1. erstelle dir ein neues bild. der durchmesser sollte dann auch so gewählt sein, wie bei deinem kreis.

2. erstelle eine neue ebene. mal dein bild ganz normal... aber nicht vergessen, dass nachher was von den kanten abkommt, wenn ein kreis draus werden soll 

3. wenn dein bild fertig ist, nimmst du das kreisförmige auswahl tool und ziehst eine auswahl deiner wahl (halte dabei die shift-taste gedrückt, damit der kreis auch rund ist).

4. schneide die auswahl aus und füge sie auf einer neuen ebene wieder ein. 

5. nun kannst du die untere ebene löschen und auch die hintergrundebene. so dass du nur deine kreisebene hast und alles andere transparent ist.

6. nun kannst du es ganz einfach transparent abspeichern (dazu sind hier auch threads) und wenn du das bild dann in eine seite einfügst ist es rund.


wenn ich an manchen stellen undeutlich war oder umständlich bitte ich dies zu entschuldigen


----------



## FilouX (2. Oktober 2001)

Also, als erstes nimmst Du Dein Bild z.B.:
http://www.cosnet.de/test/Erla~1.jpg
dann nutzt Du das Ellipsenwerkzeug, siehe
http://www.cosnet.de/test/Erläuterung2.jpg
und schneidest den Bereich aus (kannst oben in der Menüleiste die Größe der Ellipde festlegen, oder frei skallieren)
http://www.cosnet.de/test/Erläuterung3.jpg
bastelst ein neues Bild und fügst das Ganze in einen transparenten Hintergrund ein... siehe:

http://www.cosnet.de/test/Erläuterung4.psd

Aber paß auf, nur bestimmte Bildformate unterstützen Transparenz(z.B.: GIF,PSD...)!

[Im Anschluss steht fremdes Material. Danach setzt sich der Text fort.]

PR #86, opened 2021-09-08
Add capability to import workloads from different Azure Storage

Antonstockmarr:
Using a SAS token, the user can copy an Azure blob into one of the scale unit containers.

Ich hoffe, ich konnte Dir helfen.


----------



## aligator (2. Oktober 2001)

jungs alle achtung,
das nenn ich service vom feinsten. aber das mit der transparenz genau da habe ich mein problem. wie kann ich das denn so abspeichern das ich später auf meiner hp nicht das problem habe das man den tollen eckigen weissen hintergrund auf meinem tollen blauen hintergrund sieht ?

gruss
alfons


----------



## FilouX (2. Oktober 2001)

Wie schon gesagt, such Dir ein Picformat, was Transparenz unterstützt und alles wird gut werden...


----------



## aligator (2. Oktober 2001)

also gif wird gehen ? wie sieht es mit jpeg aus ?


----------



## FilouX (2. Oktober 2001)

GIF geht, aber JPG, bzw. JPEG (ist im Grunde das selbe, siehe auch HTM und HTML) gehen nicht. Bei GIF kannst Du aber trotzdem die Komprimierung einstellen.


----------



## Saesh (2. Oktober 2001)

.gif geht... .png auch, soweit ich weiss (arbeite nicht soviel damit).
aber .jpg geht nicht, da wird der back dann weiß...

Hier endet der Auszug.